About £5 a week on broccoli

About £1 a week on oils

Probs £1 a week on peanut butter

Probs about £40 in total, excluding refeed day, but I'm trying to keep costs down there.


----------



## Big Dawg (Feb 24, 2008)

sizar said:


> *OAT*
> 
> Eggs
> 
> ...


Why have you just written "OAT" there?


----------



## Guest (Mar 24, 2010)

AlasTTTair said:


> Why have you just written "OAT" there?


He must only eat 1 bit of oat a week


----------



## El Ricardinho (May 30, 2008)

do you really eat the exact same diet 'sizar as brandl apart from your grain of oat?


----------



## b4kun09 (May 20, 2009)

costs am arm and a leg to diet. its probably cheaper to eat kfc everynight lol

i spend £33 every 10 days on chicken

£20 fresh mackrel & salmon

oats

pineapple chunks

herbs

protein powders

olive oil

brocolli

salsa sauce 

granary bread

thats without supps


----------



## b4kun09 (May 20, 2009)

i went in asda the other day and put 16 trays of fresh mackrel on the conveyer. the lady looked at me as if i'd robbed her house.


----------



## Big Dawg (Feb 24, 2008)

El Ricardinho said:


> do you really eat the exact same diet 'sizar as brandl apart from your grain of oat?

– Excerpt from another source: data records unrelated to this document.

PR #963, opened 2020-11-29
Remove node.js version in TravisCI $NAME variable, cc #799

PeterDaveHello:
As the node version is not defined in `.travis.yml` anymore, should also remove it in the `$NAME` variable, in case the version was updated in the future but the name wasn't, which will be confusing.


perry-mitchell (approved):
Thanks!

Issue #955, opened 2020-10-17
Cannot create local vault file on Linux using desktop client


wtsiamruk:
The Local vault cannot be create on linux

OS: Ubuntu 20.04 (GNOME DE)
Latest releease of buttercup at the moment of writing.

Steps to Reproduce.

Install fresh buttercup
Open the app
Click on add vault, create new
Choose a folder to save the file, enter the filename, click save.

Expected result: file is saved and opened as a vault
Actual: Nothing happens.
The logs on ~/.config/../log.log are also clear.

priyansh-anand:
Same issue
OS: Pop OS 20.04 (GNOME DE)

priyansh-anand:
Solution: It is working if I add ".bcup" at the end of filename

wtsiamruk:
> Solution: It is working if I add ".bcup" at the end of filename

Ok, so the fix would be to attach that ".bcup" when parsing filename :+1:

ailtonbsj:
Same problem. I was trying with ".bcp" kkkk

♬ Electrify my heart-art-art-art-art-art-oh-ooh-ooh 🎶

perry-mitchell:
This will be fixed in the upcoming major version (v2), but we'd still accept a PR for this on v1.

perry-mitchell:
Closing this as stale.

PR #954, opened 2020-10-11
feat: force .bcup extension for new vault

antoine-amara:
when creating a new vault the user enter a name. Be sure to force the
new vault name with .bcup extension to be able to finalize the
archive creation (open the archive and create a password).

Fixes: https://github.com/buttercup/buttercup-desktop/issues/860

PR #970, opened 2021-02-05
Fix bug when creating a new vault in Linux without '.bcup' extension

mikeg1440:
## Issue
Nothing happens when Linux users are prompted to set a file name for a new vault if 
they enter a filename without the '.bcup' file extension.  No file is created and no notification is displayed, the file dialog box just closes with no indication that it failed to create the vault other than the fact there is no new vault.  

## Expected 
Either add the extension automatically or notify user that the file name must contain a '.bcup' extension.

### Steps to Reproduce
Attempt to create a new vault without specifying the '.bcup' extension in the filename on Linux.

### Notes
It looks like code from a previous fix in the loadFile function returns empty if the filePath does not have the '.bcup' extension causing this to occur.

## Changes Made
I added code in the showSaveDialog function to check if the filePath ends with '.bcup' and if not then append it the string. 

Fixes: #955

### DIFF
--- a/src/main/lib/files.js
+++ b/src/main/lib/files.js
@@ -60,7 +60,7 @@ function showSaveDialog(focusedWindow) {
     })
     .then(({ filePath }) => {
       if (typeof filePath === 'string' && filePath.length > 0) {
-        if (path.extname(filePath).toLowerCase() != '.bcup') {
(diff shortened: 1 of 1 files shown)


perry-mitchell:
I think this was handled by an earlier MR, #954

I think it's quite worrying that someone of sizar's age a) goes out of his way to eat only a single oat every week or B) doesn't understand how to turn singular words into plurals  .


----------



## BigDom86 (Jul 27, 2008)

sizar only uses an s to spell his name


----------



## hilly (Jan 19, 2008)

Riddler said:


> Per week / month? And what is it?


every week i buy 70 eggs and 5kg chicken breast which costs me 30 quid.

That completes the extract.